***** Given entries *****

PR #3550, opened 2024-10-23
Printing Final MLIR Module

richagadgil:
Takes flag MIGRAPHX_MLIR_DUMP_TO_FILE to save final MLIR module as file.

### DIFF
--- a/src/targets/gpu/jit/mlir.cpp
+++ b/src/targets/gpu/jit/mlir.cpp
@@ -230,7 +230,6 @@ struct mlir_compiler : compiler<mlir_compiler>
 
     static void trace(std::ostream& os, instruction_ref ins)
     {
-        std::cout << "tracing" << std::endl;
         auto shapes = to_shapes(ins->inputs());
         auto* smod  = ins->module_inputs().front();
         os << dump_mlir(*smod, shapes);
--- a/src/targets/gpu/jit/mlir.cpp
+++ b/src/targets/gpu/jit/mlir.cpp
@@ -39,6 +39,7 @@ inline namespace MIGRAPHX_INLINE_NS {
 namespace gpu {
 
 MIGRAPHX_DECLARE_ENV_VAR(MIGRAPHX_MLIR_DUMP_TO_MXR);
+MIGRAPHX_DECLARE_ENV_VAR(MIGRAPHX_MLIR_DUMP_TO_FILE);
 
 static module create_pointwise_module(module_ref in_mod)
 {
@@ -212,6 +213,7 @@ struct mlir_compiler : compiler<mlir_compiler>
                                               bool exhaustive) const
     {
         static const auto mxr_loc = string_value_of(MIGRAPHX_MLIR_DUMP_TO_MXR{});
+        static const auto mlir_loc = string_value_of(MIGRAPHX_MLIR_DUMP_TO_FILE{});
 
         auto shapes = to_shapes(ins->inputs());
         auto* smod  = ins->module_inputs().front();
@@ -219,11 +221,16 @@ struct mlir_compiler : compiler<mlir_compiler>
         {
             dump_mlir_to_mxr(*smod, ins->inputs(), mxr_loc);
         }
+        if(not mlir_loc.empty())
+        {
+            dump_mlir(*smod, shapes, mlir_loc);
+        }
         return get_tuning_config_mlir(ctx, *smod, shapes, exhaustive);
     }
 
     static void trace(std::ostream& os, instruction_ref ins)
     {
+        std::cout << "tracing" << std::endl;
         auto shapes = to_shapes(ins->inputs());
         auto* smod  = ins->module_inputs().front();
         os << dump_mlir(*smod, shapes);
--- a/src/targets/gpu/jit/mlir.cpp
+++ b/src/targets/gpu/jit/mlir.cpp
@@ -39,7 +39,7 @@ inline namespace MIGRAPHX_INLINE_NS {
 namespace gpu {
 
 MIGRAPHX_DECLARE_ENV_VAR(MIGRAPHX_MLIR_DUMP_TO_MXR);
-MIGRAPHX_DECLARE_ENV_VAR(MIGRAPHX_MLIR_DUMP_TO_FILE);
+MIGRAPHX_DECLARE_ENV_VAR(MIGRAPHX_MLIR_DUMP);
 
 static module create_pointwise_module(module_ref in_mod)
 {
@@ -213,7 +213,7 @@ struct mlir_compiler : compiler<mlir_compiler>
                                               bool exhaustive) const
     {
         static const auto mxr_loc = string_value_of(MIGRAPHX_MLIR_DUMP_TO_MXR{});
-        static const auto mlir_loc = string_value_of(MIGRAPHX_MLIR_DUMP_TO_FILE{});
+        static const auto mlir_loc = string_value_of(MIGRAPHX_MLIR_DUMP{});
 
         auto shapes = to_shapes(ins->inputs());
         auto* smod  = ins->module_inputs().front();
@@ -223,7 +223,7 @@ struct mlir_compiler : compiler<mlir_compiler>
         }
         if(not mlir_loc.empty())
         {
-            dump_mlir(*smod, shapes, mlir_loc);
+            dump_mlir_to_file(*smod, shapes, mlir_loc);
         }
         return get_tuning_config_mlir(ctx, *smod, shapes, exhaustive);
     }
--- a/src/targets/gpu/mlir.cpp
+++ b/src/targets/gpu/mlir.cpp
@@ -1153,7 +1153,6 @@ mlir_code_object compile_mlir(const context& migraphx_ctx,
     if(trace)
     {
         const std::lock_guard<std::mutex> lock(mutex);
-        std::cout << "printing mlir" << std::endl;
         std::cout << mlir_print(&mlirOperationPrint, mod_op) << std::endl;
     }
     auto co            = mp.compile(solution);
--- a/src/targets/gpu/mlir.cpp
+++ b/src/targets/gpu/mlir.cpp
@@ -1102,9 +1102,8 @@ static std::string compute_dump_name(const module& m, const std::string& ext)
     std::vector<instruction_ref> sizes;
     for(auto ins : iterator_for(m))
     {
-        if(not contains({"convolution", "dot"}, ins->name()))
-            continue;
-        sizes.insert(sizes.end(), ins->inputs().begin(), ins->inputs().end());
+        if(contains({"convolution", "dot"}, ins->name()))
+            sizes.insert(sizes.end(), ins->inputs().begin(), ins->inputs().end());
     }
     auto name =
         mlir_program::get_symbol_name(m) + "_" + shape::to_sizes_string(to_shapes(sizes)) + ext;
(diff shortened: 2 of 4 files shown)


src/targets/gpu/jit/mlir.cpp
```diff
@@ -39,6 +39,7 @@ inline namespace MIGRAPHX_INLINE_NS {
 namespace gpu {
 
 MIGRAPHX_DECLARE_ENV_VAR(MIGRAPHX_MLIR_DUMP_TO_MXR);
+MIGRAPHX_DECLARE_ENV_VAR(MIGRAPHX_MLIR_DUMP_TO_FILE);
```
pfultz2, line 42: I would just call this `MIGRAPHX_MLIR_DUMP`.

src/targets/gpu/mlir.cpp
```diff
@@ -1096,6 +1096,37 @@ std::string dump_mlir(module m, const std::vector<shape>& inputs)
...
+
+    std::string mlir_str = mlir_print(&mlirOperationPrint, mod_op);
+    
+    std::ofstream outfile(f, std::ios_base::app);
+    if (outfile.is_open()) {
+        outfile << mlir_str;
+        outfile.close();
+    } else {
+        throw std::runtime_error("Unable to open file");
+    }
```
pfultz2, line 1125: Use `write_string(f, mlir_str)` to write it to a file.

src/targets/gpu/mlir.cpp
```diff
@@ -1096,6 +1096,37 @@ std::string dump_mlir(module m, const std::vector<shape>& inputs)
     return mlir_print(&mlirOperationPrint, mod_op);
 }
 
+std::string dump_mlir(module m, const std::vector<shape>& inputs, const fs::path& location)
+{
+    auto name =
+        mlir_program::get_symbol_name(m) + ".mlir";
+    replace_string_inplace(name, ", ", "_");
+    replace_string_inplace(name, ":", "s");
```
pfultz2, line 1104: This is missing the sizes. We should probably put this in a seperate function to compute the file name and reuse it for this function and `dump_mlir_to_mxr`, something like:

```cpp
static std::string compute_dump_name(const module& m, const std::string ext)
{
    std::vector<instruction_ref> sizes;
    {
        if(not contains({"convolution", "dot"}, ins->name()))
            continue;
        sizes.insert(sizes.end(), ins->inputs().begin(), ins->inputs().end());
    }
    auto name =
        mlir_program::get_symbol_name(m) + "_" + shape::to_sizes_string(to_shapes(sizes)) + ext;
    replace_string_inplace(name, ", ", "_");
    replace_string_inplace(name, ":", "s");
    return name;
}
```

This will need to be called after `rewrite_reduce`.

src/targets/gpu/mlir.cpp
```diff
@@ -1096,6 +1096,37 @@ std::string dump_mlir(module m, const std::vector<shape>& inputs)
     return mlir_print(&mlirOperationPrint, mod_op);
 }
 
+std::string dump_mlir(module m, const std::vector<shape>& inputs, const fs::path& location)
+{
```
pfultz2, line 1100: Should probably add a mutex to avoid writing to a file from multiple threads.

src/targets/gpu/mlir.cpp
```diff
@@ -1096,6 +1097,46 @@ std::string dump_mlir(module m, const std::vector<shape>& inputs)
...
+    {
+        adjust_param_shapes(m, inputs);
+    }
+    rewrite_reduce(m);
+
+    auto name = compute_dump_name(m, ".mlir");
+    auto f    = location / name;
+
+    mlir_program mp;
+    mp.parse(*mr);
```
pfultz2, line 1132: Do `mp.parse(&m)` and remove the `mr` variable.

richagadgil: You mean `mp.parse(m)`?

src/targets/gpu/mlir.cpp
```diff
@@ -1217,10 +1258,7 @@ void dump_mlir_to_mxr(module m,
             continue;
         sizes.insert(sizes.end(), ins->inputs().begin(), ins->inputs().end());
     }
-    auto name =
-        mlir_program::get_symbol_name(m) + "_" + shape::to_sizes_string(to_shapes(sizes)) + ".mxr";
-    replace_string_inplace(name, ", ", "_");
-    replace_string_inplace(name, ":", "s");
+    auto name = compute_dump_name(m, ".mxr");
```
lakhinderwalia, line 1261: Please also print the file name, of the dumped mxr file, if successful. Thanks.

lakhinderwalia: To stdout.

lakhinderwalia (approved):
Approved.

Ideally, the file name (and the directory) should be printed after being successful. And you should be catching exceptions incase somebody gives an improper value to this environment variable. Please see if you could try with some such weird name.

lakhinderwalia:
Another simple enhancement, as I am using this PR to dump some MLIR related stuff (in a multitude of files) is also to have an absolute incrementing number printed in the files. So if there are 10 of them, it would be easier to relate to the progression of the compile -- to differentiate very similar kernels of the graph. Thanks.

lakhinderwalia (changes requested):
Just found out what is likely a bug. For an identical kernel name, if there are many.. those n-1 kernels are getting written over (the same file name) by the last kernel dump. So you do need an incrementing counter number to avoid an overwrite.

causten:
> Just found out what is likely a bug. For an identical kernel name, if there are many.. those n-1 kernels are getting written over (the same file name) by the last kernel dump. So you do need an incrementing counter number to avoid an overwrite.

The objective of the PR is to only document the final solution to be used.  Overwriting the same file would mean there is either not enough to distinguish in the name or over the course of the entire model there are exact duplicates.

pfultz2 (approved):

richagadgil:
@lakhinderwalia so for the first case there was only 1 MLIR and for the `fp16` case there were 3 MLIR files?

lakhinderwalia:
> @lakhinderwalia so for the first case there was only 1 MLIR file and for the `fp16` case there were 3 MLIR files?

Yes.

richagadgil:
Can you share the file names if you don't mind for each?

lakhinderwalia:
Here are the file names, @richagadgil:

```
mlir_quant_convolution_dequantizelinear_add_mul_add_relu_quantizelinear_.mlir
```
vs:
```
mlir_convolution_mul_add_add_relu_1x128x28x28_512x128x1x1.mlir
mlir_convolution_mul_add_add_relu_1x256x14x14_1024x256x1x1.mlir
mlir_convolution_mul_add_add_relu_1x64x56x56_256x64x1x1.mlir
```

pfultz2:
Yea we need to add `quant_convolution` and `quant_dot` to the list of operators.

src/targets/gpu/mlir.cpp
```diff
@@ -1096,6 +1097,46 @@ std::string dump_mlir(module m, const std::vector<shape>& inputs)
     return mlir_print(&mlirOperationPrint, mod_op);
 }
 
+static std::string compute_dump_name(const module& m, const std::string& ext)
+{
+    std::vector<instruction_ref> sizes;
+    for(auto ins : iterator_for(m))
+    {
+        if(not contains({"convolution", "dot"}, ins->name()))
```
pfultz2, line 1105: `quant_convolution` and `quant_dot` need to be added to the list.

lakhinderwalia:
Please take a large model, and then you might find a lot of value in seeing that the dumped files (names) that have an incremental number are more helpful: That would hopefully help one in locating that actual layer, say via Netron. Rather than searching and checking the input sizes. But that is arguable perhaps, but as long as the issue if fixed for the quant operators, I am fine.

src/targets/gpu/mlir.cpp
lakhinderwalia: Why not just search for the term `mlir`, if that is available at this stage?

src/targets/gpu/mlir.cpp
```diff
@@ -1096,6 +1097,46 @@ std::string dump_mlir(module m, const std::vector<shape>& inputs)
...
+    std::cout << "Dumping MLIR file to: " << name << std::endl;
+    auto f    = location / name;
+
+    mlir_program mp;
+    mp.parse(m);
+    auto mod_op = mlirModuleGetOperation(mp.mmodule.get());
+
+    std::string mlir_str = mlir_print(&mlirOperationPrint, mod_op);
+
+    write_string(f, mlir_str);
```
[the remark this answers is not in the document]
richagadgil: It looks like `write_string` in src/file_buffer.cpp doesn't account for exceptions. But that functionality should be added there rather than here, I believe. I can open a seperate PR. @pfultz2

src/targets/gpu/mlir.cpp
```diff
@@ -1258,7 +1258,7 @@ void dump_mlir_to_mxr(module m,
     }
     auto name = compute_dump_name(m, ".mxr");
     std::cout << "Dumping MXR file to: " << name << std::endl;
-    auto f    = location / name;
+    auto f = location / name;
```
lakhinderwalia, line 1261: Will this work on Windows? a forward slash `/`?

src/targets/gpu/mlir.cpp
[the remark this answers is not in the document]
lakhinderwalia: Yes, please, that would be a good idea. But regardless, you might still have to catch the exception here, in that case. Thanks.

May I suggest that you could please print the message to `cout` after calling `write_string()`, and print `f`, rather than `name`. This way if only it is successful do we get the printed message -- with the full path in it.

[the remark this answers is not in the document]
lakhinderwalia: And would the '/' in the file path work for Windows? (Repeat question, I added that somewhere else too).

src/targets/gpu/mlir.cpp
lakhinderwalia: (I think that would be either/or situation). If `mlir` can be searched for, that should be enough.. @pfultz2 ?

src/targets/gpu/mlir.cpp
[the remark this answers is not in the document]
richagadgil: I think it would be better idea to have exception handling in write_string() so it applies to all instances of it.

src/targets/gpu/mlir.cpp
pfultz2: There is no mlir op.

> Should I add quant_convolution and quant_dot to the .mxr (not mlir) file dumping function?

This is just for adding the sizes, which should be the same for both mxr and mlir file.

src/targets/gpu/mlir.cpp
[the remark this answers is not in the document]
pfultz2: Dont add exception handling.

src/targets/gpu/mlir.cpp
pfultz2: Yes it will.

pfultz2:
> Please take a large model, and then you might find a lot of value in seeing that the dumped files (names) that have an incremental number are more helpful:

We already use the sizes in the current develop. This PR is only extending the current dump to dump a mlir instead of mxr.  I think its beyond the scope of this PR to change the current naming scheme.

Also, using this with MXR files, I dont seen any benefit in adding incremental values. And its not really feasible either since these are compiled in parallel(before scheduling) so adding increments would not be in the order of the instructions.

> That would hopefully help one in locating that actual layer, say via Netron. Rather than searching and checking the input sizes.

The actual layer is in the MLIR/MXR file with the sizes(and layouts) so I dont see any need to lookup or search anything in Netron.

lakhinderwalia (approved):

*****

■ **What is required**: Note every line above where the string "found" shows up, and copy those lines.

■ **Exercise result**:
Just found out what is likely a bug. For an identical kernel name, if there are many.. those n-1 kernels are getting written over (the same file name) by the last kernel dump. So you do need an incrementing counter number to avoid an overwrite.
> Just found out what is likely a bug. For an identical kernel name, if there are many.. those n-1 kernels are getting written over (the same file name) by the last kernel dump. So you do need an incrementing counter number to avoid an overwrite.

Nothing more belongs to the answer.